PR #301, opened 2022-04-27
update docs related to triggers and events

aantn:
@arikalon1 this still needs work. Please feel free to suggest changes.

The main problem I'm trying to solve is that `PrometheusKubernetesAlert` and `on_prometheus_alert` are under-documented and its not clear how they interact with playbook actions, what they're compatible with, etc.

I don't think I've solved that problem entirely, but that was the motivation for working on this.

### DIFF
--- a/docs/developer-guide/actions/triggers-and-events.rst
+++ b/docs/developer-guide/actions/triggers-and-events.rst
@@ -1,10 +1,10 @@
-Event Hierarchy
+Events and Triggers
 =====================
 
 When configuring Robusta as a user, you define :ref:`triggers <Triggers>` in ``values.yaml`` but when writing playbook
 actions you deal with events.
 
-This page explains the connection between the two.
+The basic idea is that **triggers** generate **event** objects and those events are passed to **action** functions.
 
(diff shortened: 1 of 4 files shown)


docs/developer-guide/actions/triggers-and-events.rst
```diff
@@ -1,33 +1,79 @@
...
     .. inheritance-diagram2:: robusta.api.ExecutionBaseEvent
         :parts: 1
         :include-subclasses:
 
+
+.. note::
+
+    Note that ``PrometheusKubernetesAlert`` inherits from many Kubernetes event classes, so you can use
+    ``on_prometheus_alert`` with many types of playbook actions. For example, ``on_prometheus_alert`` is
+    compatible with any playbook that accepts ``PodEvent``, ``NodeEvent``, ``DeploymentEvent``, and so on.
```
arikalon1, line 75: I would add that when doing it, you need to verify that the alert contains the actual resource.
Because, for example, a Node alert might not have a Pod

arikalon1:
LGTM
Left one minor comment

PR #303, opened 2022-04-30
Support list of exact values in sink matchers

arikalon1:


aantn (approved):
Looks great, but please take the opportunity to make it more obvious from other places in the docs too. E.g. perhaps from the main sinks page link here. We know people have had trouble finding these docs in the past.

PR #304, opened 2022-04-30
Improve gen-config signup for UI

aantn:


aantn:
This PR changes three things. 

1. It fixes the prints during UI signup so they contain color as intended.

2. It reverses the order so we first ask for an email and then an account name. In practice we've seen a number of people enter their email as the account ID so reversing the order will hopefully decrease confusion around this.

3. It modifies the printed text to warn the user about known edge cases

Before:

Screen Shot 2022-04-30 at 12 47 45

After:

Screen Shot 2022-04-30 at 12 47 27


This PR also contains some random autoformatting changes that Black made.

arikalon1:
Good idea.
Look good, no comments

PR #313, opened 2022-05-03
reduce the number of duplicate sphinx labels

aantn:


aantn:
@arikalon1 no need to review - already merged. Just FYI

PR #314, opened 2022-05-03
customise finding action

arikalon1:


playbooks/robusta_playbooks/common_actions.py
```diff
@@ -0,0 +1,28 @@
...
+    :var title: Overriding finding title.
+    :var description: Overriding finding description.
+    :var severity: Overriding finding severity. Allowed values: DEBUG, INFO, LOW, MEDIUM, HIGH
+    """
+
+
+@action
+def customise_finding(event: ExecutionBaseEvent, params: FindingOverrides):
+    """
+    Overrides the created finding attribute with the provided attributes overrides.
```
aantn, line 19: I think this is easier to read as:

Overrides a finding attribute with the provided value

playbooks/robusta_playbooks/common_actions.py
```diff
@@ -0,0 +1,28 @@
...
+
+    This action does not create a new Finding, it just override the attributes of an existing Finding.
```
aantn, line 21: Should be `overrides` (plura) not `override` (singular)

src/robusta/core/model/events.py
```diff
@@ -91,6 +91,16 @@ def add_finding(self, finding: Finding):
 
             self.sink_findings[sink].insert(0, finding)
 
+    def override_finding_attributes(self, title: str = "", description: str = "", severity: FindingSeverity = None):
```
aantn, line 94: I think it's more correct here to pass the title and description as `None` by default not an empty string. Then you can check below `if title is not None` etc.

This way someone can override the description with a blank string if they like.

playbooks/robusta_playbooks/common_actions.py
```diff
@@ -0,0 +1,28 @@
+from robusta.api import *
+
+
+class FindingOverrides(ActionParams):
+    title: str = ""
+    description: str = ""
+    severity: str = ""
```
aantn, line 7: Is it possible to define this as a FindingSeverity? E.g. `severity: Optional[FindingSeverity] = None` or something like that?

docs/catalog/actions/customising.rst
```diff
@@ -0,0 +1,9 @@
+Customising
```
aantn, line 1: I'm not sure this belongs in it's own category. I would rather put it in `Miscellaneous` for now.

If we are going to put it in a separate category, then `Customizing` is confusing IMO. Perhaps we can call it `Message Formatting` or something like that.

playbooks/robusta_playbooks/common_actions.py
aantn: Perhaps add a sentence explaining what Findings are. E.g. `All messages from Robusta are represented as a Finding object. This action lets you override Finding fields to change that messages Robusta sends. This lets you modify messages created by other actions without needing to rewrite those actions.`

aantn (approved):
LGTM. Left minor comments

playbooks/robusta_playbooks/common_actions.py
arikalon1: done

playbooks/robusta_playbooks/common_actions.py
arikalon1: fixed

src/robusta/core/model/events.py
arikalon1: I'll fix as you suggested, but it makes it very fragile and bug prone

playbooks/robusta_playbooks/common_actions.py
arikalon1: no easy way to initialize it by enum key

docs/catalog/actions/customising.rst
arikalon1: I think it will disappear under Miscellaneous
I'll change to Message Formatting

src/robusta/core/model/events.py
arikalon1: while testing it, I saw that using an empty title introduces other issues.
It's not worth the time fixing it

PR #355, opened 2022-05-27
More docs about sink matchers

aantn:


aantn:
@arikalon1 added some more docs here about identifier matchers. Wdyt?

arikalon1 (approved):
looks good

PR #357, opened 2022-05-29
use poetry lock --check feature from alpha

RoiGlinik:
Simple action to test the lock file. Uses an alpha version of poetry. 
We will have to update using:
poetry self update --preview

Check is not aligned with older versions.


aantn:
@RoiGlinik when you say "we will have to update" do you mean us developers on our local machines?

RoiGlinik:
@aantn  yea, for running the check command and the sync command ourselfs. 
Also i seem to have a problem with the test

aantn:
@RoiGlinik is the error because they're running an old version of poetry and not installing stuff correctly? Something else?

RoiGlinik:
@aantn  Yea i had to update it at the docker file and the test action as well . now they all use the new version

aantn:
Looks good to me, just make sure you document and announce to everyone that they need to update poetry.

1. I would do a search on the whole project for references to "poetry" and see if we need to update any docs, etc
2. Send a message to everyone in the slack community (in the #general channel) with the exact command they'll need to run to avoid breaking their local setup

PR #366, opened 2022-06-08
Alerts resolution support

arikalon1:
Supporting alert resolution on the Robusta UI
Added 3 new columns: starts_at, updated_at, ends_at - all nullable
Added the alert fingerprint to the finding (this column already exists)
Try to validate the change is indeed backward compatible


src/robusta/core/reporting/base.py
```diff
@@ -94,6 +95,9 @@ def __init__(
         finding_type: FindingType = FindingType.ISSUE,
         failure: bool = True,
         creation_date: str = None,
+        fingerprint: str = None,
+        starts_at: datetime = datetime.now(),
```
aantn, line 99: There is a bug here. Default parameters in Python are evaluated only once, so `starts_at` will always be equal to the time when this function was first imported, not the time of the function call.

You can try this for yourself (see below):
Screen Shot 2022-06-09 at 20 14 30

aantn: The common solution is to set `start_at=None` and in the function itself if it is None then you set to `datetime.now()`

src/robusta/utils/parsing.py
```diff
@@ -13,3 +14,10 @@ def load_json(s: Union[str, bytes]) -> Any:
         sep = "----------------"
         logging.error(f"could not parse json:\n{sep}\n{s}\n{sep}\n")
         raise
+
+
+def to_datetime_str(datetime_obj: datetime.datetime) -> str:
```
aantn, line 19: I would give this a slightly more descriptive name like `datetime_to_db_str`. The comment is very good, but I would make the name a little better.

aantn (approved):
Found a bug (I think). Other than that looks good.

src/robusta/core/reporting/base.py
arikalon1: oops. Good catch!
Fixing

src/robusta/utils/parsing.py
arikalon1: fixing

PR #368, opened 2022-06-10
Fix/incorrect alert names in values yaml

aantn:


arikalon1 (approved):
Nice
Do we know when it was renamed?

aantn:
@arikalon1 no clue. Tried to find it in history and couldn't find the old name for some reason. 🤷

PR #369, opened 2022-06-11
add pods to top-level services and fix possible bug with replicasets

aantn:
note that at least for pods, when there is no owner reference then the value is [] and not None. This might be the case for replicasets too, hence the change there


arikalon1 (approved):
LGTM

Work to be completed –
Above are the entries. Output exactly the lines beginning with the line that has "If we are going" and ending with the line that has "arikalon1: done".

Task output –
If we are going to put it in a separate category, then `Customizing` is confusing IMO. Perhaps we can call it `Message Formatting` or something like that.

playbooks/robusta_playbooks/common_actions.py
aantn: Perhaps add a sentence explaining what Findings are. E.g. `All messages from Robusta are represented as a Finding object. This action lets you override Finding fields to change that messages Robusta sends. This lets you modify messages created by other actions without needing to rewrite those actions.`

aantn (approved):
LGTM. Left minor comments

playbooks/robusta_playbooks/common_actions.py
arikalon1: done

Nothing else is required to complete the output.